• DATASET:

PR #727, opened 2026-07-24
chore: continuos quality improvements

marcopaggioro:
### Summary 💡

Continuos Quality Improvements

### Description 📝

This PR aims to reduce boilerplate code wthout changing code logic.

### Breaking Changes 💔

Not detected.

### Tests performed 🧪

CI: 

### Future work 🔧

Not planned.

> [!IMPORTANT]
>

- [ ] ~I've updated the `docs/releases/unreleased.md` file (or equivalent)~
- [x] CI is green


cmd/serve/status_table.go
```diff
@@ -59,21 +59,11 @@ type nodeStatusTable struct {
...
-
-	slices.Sort(order)
-
 	return &nodeStatusTable{
 		out:       f,
 		tty:       execx.ShouldAnimate(f),
-		order:     order,
-		status:    status,
+		order:     slices.Sorted(maps.Keys(initial)),
+		status:    maps.Clone(initial),
```
ralgozino: as FYI from Claude:
> `maps.Clone(nil)` returns `nil`, whereas the old `make(map[string]string, len(initial))` was always non-nil. `Update()` (line 93) writes `t.status[node] = status`, which would panic on a nil map.
>
> Both current callers seed a non-nil map (`make(...)` in infrastructure.go:158 and `map[string]string{}` in cmd/serve.go:48), and `maps.Clone` of a non-nil empty map stays non-nil — so no active bug. But the defensiveness the old code had for free is now gone.

cmd/apply.go
```diff
@@ -572,15 +572,15 @@ func setupApplyCmdFlags(cmd *cobra.Command) {
 
 	// Tab-autocomplete for post-apply-phases.
 	if err := cmd.RegisterFlagCompletionFunc("post-apply-phases", func(_ *cobra.Command, _ []string, toComplete string) ([]string, cobra.ShellCompDirective) {
-		// The post-apply-phases flag accepts a comma separated list of phases, so we need to take the passed list and add a new valid option at the end of it.
+		// The post-apply-phases flag accepts a comma-separated list of phases, so we need to take the passed list and add a new valid option at the end of it.
 		phases := cluster.MainPhases()
 		toCompleteList := strings.Split(toComplete, ",")
 		toCompleteLast := toCompleteList[len(toCompleteList)-1]
-		completion := []string{}
+		var completion []string
```
ralgozino, line 579: I'm curious, why is this better? is this more idiomatic?

internal/apis/config/validation.go
```diff
@@ -57,32 +58,22 @@ var (
...
+		"aws-region":            ValidateAwsRegion,
 	}
 
-	if err = validate.RegisterValidation("aws-region", ValidateAwsRegion); err != nil {
-		return nil
+	for name, fn := range validations {
+		if err := validate.RegisterValidation(name, fn); err != nil {
+			logrus.Warnf("error registering validation %q: %v", name, err)
+			return nil
+		}
```
ralgozino:
```suggestion
	for name, validation := range validations {
		if err := validate.RegisterValidation(name, validation); err != nil {
			logrus.Warnf("error registering validation %q: %v", name, err)
			return nil
		}
```

internal/apis/kfd/v1alpha2/common/create/preupgrade.go
ralgozino, line 1: I don't see the benefits of the changes to this file. Is it more idiomatic this way?

internal/apis/kfd/v1alpha2/ekscluster/create/preflight.go
ralgozino, line 1: Probably an skill issue, but the old code was much more readable to me

internal/apis/kfd/v1alpha2/immutable/create/preflight.go
ralgozino, line 1: same as for eks, old code was more readable to my eyes

internal/apis/kfd/v1alpha2/kfddistribution/create/preflight.go
```diff
@@ -236,18 +237,11 @@ func (p *PreFlight) CheckStateDiffs(d r3diff.Changelog, diffChecker diffs.Checke
 		return nil
 	}
 
-	// Get all immutable rules.
-	immutableRules := r.GetImmutableRules("distribution")
-
-	// Filter out the rules that have matching safe conditions.
-	filteredRules := r.FilterSafeImmutableRules(immutableRules, d)
-
-	// Extract the paths from the filtered rules.
```
ralgozino, line 245: this change feels like code golfing to me, is there any benefit besides reducing the number of lines that I am missing?

internal/apis/kfd/v1alpha2/onpremises/create/preflight.go
ralgozino, line 1: same as above

internal/tool/runner.go
```diff
@@ -67,6 +67,8 @@ func NewRunnerFactory(executor execx.Executor, paths RunnerFactoryPaths) *Runner
 }
 
 func (rf *RunnerFactory) Create(name Name, version, workDir string) Runner {
+	binPath := filepath.Join(rf.paths.Bin, string(name), version, string(name))
```
ralgozino: calling this var `binPath` could be confusing with the `binPath` flag. I'd call it something different like `toolBinPath`

internal/x/exec/cmd.go
```diff
@@ -133,18 +133,11 @@ func (c *Cmd) Stop() error {
...
 
 	defer cancel()
 
-	if len(c.Args) == 1 {
-		cmdCtx = exec.CommandContext(ctx, c.Path)
-	} else {
-		args := c.Args[1:]
-		cmdCtx = exec.CommandContext(ctx, c.Path, args...)
-	}
+	cmdCtx := exec.CommandContext(ctx, c.Path, c.Args[1:]...)
```
ralgozino, line 140: TIL, nice

pkg/template/config.go
```diff
@@ -110,12 +110,6 @@ func NewConfigWithoutData(tplSource *merge.Merger, excluded []string) (Config, e
 }
 
 func newTemplatesFromMap(t any) (*Templates, error) {
-	var exc []string
-
-	var inc []string
-
-	var err error
-
```
ralgozino, line 118: in the other files you prefered to change from declarations with assignment (e.g. `s := "sample"` to declarations and then assign values (e.g. `var s string and then s = "sample"`; but here you are doing the opposite.

I'm curious why

ralgozino (changes requested):
overall these are very good changes! I think it is a nice improvement to the code base.

I left some comments, there's nothing actually blocking but in some places I think the improvements may have been a little too much and ended up with less readability, but I don't discard a skill issue on my side :)

internal/tool/runner.go
marcopaggioro: Renamed!

cmd/apply.go
marcopaggioro: The old method initializes the slice, while the new one doesn't. 
Essentially, the old approach created an empty slice immediatly overwritten by line 584, so an unused slice. The new approach doesn't create an empty slice.

cmd/serve/status_table.go
marcopaggioro: Aligned the code, TY

internal/apis/kfd/v1alpha2/common/create/preupgrade.go
marcopaggioro: This is safer code.
In the assignment `p.upgrade.From, ok = distributionVersionChange.From.(string)`, the value of `p.upgrade.From` is overwritten even if `ok` is false.
By using a temporary variable, we avoid this risk.

pkg/template/config.go
marcopaggioro: Uhm I'm not sure I understand correctly.
I never changed from assignment to declaration+assignment (from `s := "sample"` to `var s string and then s = "sample"`).

The rule I applied is:
- Where the value was overwritten before any read, I dropped the useless initialization and kept only the declaration: `distrodl := &dist.Downloader{}` -> `var distrodl *dist.Downloader`.
- Where a variable is only appended in a loop, initialization is useless but the declaration before the loop is required: `args := []string{}` -> `var args []string`.
- Where the declaration itself was unnecessary, like in this method, where `var inc []string` and `var err error` existed only to allow `=` instead of `:=` -> I removed it and used `:=` at the point of use.

internal/apis/kfd/v1alpha2/kfddistribution/create/preflight.go
marcopaggioro: Not exactly code golf here :)
I actually preferred using an existing method, `slicesx.Map` (it creates a new slices and applies a function to each value in the map), which does exactly what this method did.

Plus point: `slicesx.Map` is also more efficient: it pre-allocates the result slice with exact capacity (`make([]U, len(s))`) and fills it by index, while the old loop started from a zero-cap slice and grew it via append, paying for the reallocations and copies on each growth step (1, 2, 4, 8...).

BTW I did a bit of refactor to increase redability

marcopaggioro:
@ralgozino I did a bit of refactor to the three files where you reported poor readability. 
Try taking a look now and let me know :)

cmd/apply.go
ralgozino: AFAIK (and I just checked) both allocate memory (one is nil the other is empty), but being that we are appending in 584 they is no practical difference. It is more idiomatic to use declare without assignment though.

internal/apis/kfd/v1alpha2/common/create/preupgrade.go
ralgozino: make sense, thanks

ralgozino (approved):
looks good to me, thanks for the detailed answers :)

PR #739, opened 2026-07-29
fix(on-prem): don't treat any preflight failure as "cluster doesn't exist"

### LINKED ISSUE #717: on-prem: any preflight verify-playbook.yaml failure is treated as "cluster does not exist" and skip the upgrade diff check
### Describe the bug

In the OnPremises provider the `PreFlight.Exec()` treats any failure of `verify-playbook.yaml` as proof that the cluster does not exist yet, regardless of why the playbook failed:

https://github.com/sighupio/furyctl/blob/c2349e8b9788069a152bf3b2cf51a7f05bb793e5/internal/apis/kfd/v1alpha2/onpremises/create/preflight.go#L143-L151

`verify-playbook.yaml` itself only fails on purpose when no master has /etc/kubernetes/admin.conf. But ansible-playbook exits non-zero on any failed task on any host and preflight.go does not distinguish that specific case from any other failure (checksum mismatch, timeout, etc). 

As recently happened the "Getting admin.conf kubeconfig" task fetches every master's admin.conf to the same local path in parallel (flat: yes, no run_once), so it races and fails with checksum mismatch.

When this happens on an existing, healthy cluster, furyctl skips the config diff entirely, so the distributionVersion change is never detected, the upgrade warning and confirmation prompt never show even with --upgrade, and furyctl runs `create-playbook.yaml` instead of kubeadm upgrade node.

• TASK DIRECTIONS: Once the line with "### Description 📝" is found in the records above, print exactly that line and every line after it through the line with "ralgozino: as FYI".

• OUTPUT OF THE EXERCISE:
### Description 📝

This PR aims to reduce boilerplate code wthout changing code logic.

### Breaking Changes 💔

Not detected.

### Tests performed 🧪

CI: 

### Future work 🔧

Not planned.

> [!IMPORTANT]
>

- [ ] ~I've updated the `docs/releases/unreleased.md` file (or equivalent)~
- [x] CI is green


cmd/serve/status_table.go
```diff
@@ -59,21 +59,11 @@ type nodeStatusTable struct {
...
-
-	slices.Sort(order)
-
 	return &nodeStatusTable{
 		out:       f,
 		tty:       execx.ShouldAnimate(f),
-		order:     order,
-		status:    status,
+		order:     slices.Sorted(maps.Keys(initial)),
+		status:    maps.Clone(initial),
```
ralgozino: as FYI from Claude:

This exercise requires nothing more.